YOUR ASSIGNMENT:
Repeat the records. Match each character exactly.
•••
PR #1904, opened 2017-07-20
Bug #16183: Resources with null value would still create the resource

fppt:


fppt:
!rtg - Jenkins failed before it even started . . . weird

fppt:
!rtg

grakn-graph/src/main/java/ai/grakn/graph/internal/ResourceImpl.java
```diff
@@ -99,59 +94,11 @@ public Thing owner() {
...
-            }
-            return ((Number) value).longValue();
-        } else {
-            try {
-                return Class.forName(parentDataType.getName()).cast(value);
-            } catch (ClassNotFoundException e) {
-                throw new RuntimeException(ErrorMessage.INVALID_RESOURCE_CAST.getMessage(value, parentDataType.getName()));
-            }
-        }
+    private Resource<D> setValue(Object value) {
```
aelred: Why remove the generic here?

grakn-graph/src/main/java/ai/grakn/graph/internal/TypeImpl.java
```diff
@@ -119,7 +119,7 @@ public void txCacheClear(){
      * @return A new or already existing instance
      */
     V putInstance(Schema.BaseType instanceBaseType, Supplier<V> finder, BiFunction<VertexElement, T, V> producer) {
-        vertex().graph().checkMutationAllowed();
+        preCheckForInstanceCreation();
```
aelred: Given that `putInstance` calls `addInstance`, you're making this check twice.

grakn-graph/src/main/java/ai/grakn/graph/internal/ResourceImpl.java
fppt: Because `setValue` now takes in the "persisted value" i.e the value in the format in which it's going to be saved, and this can anything really.

grakn-graph/src/main/java/ai/grakn/graph/internal/TypeImpl.java
fppt: Yes and I always was because `addInstance` gets called exclusively as well. I might be able to fix that though. Hold on. . . .

fppt:
@aelred re-review please

PR #1909, opened 2017-07-21
Use autovalue for some classes

aelred:
This is an experimental PR to see how we feel about it!


grakn-core/src/main/java/ai/grakn/concept/LabelId.java
```diff
@@ -34,49 +35,24 @@
  *
  * @author fppt
  */
-public class LabelId implements Comparable<LabelId>, Serializable {
-    private static final long serialVersionUID = 3181633335040468179L;
-
-    private Integer typeId;
-
-    private LabelId(Integer typeId){
-        Preconditions.checkNotNull(typeId);
```
fppt: How does autovalue handle nulls? This particular null check is to prevent a NPE later in life.

grakn-core/src/main/java/ai/grakn/concept/LabelId.java
```diff
@@ -34,49 +35,24 @@
...
     /**
      *
      * @return Used for indexing purposes and for graql traversals
      */
-    public Integer getValue(){
-        return typeId;
-    }
-
-    @Override
-    public boolean equals(Object o) {
```
fppt: On that note, How does autovalue handle equality and the hashcode? Is it based on the fields somehow? because if so I imagine a little room for error there.

grakn-core/src/main/java/ai/grakn/concept/LabelId.java
```diff
@@ -85,13 +61,13 @@ public boolean isValid(){
      * @return The matching type ID
      */
     public static LabelId of(Integer value){
-        return new LabelId(value);
+        return new AutoValue_LabelId(value);
```
fppt: Not a fan of this syntax :/

pom.xml
```diff
@@ -202,6 +202,12 @@
             <version>${guava.version}</version>
         </dependency>
         <dependency>
+            <groupId>com.google.auto.value</groupId>
+            <artifactId>auto-value</artifactId>
+            <version>${auto-value.version}</version>
+            <scope>provided</scope>
```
•••
SOLVED PROBLEM:
PR #1904, opened 2017-07-20
Bug #16183: Resources with null value would still create the resource

fppt:


fppt:
!rtg - Jenkins failed before it even started . . . weird

fppt:
!rtg

grakn-graph/src/main/java/ai/grakn/graph/internal/ResourceImpl.java
```diff
@@ -99,59 +94,11 @@ public Thing owner() {
...
-            }
-            return ((Number) value).longValue();
-        } else {
-            try {
-                return Class.forName(parentDataType.getName()).cast(value);
-            } catch (ClassNotFoundException e) {
-                throw new RuntimeException(ErrorMessage.INVALID_RESOURCE_CAST.getMessage(value, parentDataType.getName()));
-            }
-        }
+    private Resource<D> setValue(Object value) {
```
aelred: Why remove the generic here?

grakn-graph/src/main/java/ai/grakn/graph/internal/TypeImpl.java
```diff
@@ -119,7 +119,7 @@ public void txCacheClear(){
      * @return A new or already existing instance
      */
     V putInstance(Schema.BaseType instanceBaseType, Supplier<V> finder, BiFunction<VertexElement, T, V> producer) {
-        vertex().graph().checkMutationAllowed();
+        preCheckForInstanceCreation();
```
aelred: Given that `putInstance` calls `addInstance`, you're making this check twice.

grakn-graph/src/main/java/ai/grakn/graph/internal/ResourceImpl.java
fppt: Because `setValue` now takes in the "persisted value" i.e the value in the format in which it's going to be saved, and this can anything really.

grakn-graph/src/main/java/ai/grakn/graph/internal/TypeImpl.java
fppt: Yes and I always was because `addInstance` gets called exclusively as well. I might be able to fix that though. Hold on. . . .

fppt:
@aelred re-review please

PR #1909, opened 2017-07-21
Use autovalue for some classes

aelred:
This is an experimental PR to see how we feel about it!


grakn-core/src/main/java/ai/grakn/concept/LabelId.java
```diff
@@ -34,49 +35,24 @@
  *
  * @author fppt
  */
-public class LabelId implements Comparable<LabelId>, Serializable {
-    private static final long serialVersionUID = 3181633335040468179L;
-
-    private Integer typeId;
-
-    private LabelId(Integer typeId){
-        Preconditions.checkNotNull(typeId);
```
fppt: How does autovalue handle nulls? This particular null check is to prevent a NPE later in life.

grakn-core/src/main/java/ai/grakn/concept/LabelId.java
```diff
@@ -34,49 +35,24 @@
...
     /**
      *
      * @return Used for indexing purposes and for graql traversals
      */
-    public Integer getValue(){
-        return typeId;
-    }
-
-    @Override
-    public boolean equals(Object o) {
```
fppt: On that note, How does autovalue handle equality and the hashcode? Is it based on the fields somehow? because if so I imagine a little room for error there.

grakn-core/src/main/java/ai/grakn/concept/LabelId.java
```diff
@@ -85,13 +61,13 @@ public boolean isValid(){
      * @return The matching type ID
      */
     public static LabelId of(Integer value){
-        return new LabelId(value);
+        return new AutoValue_LabelId(value);
```
fppt: Not a fan of this syntax :/

pom.xml
```diff
@@ -202,6 +202,12 @@
             <version>${guava.version}</version>
         </dependency>
         <dependency>
+            <groupId>com.google.auto.value</groupId>
+            <artifactId>auto-value</artifactId>
+            <version>${auto-value.version}</version>
+            <scope>provided</scope>
```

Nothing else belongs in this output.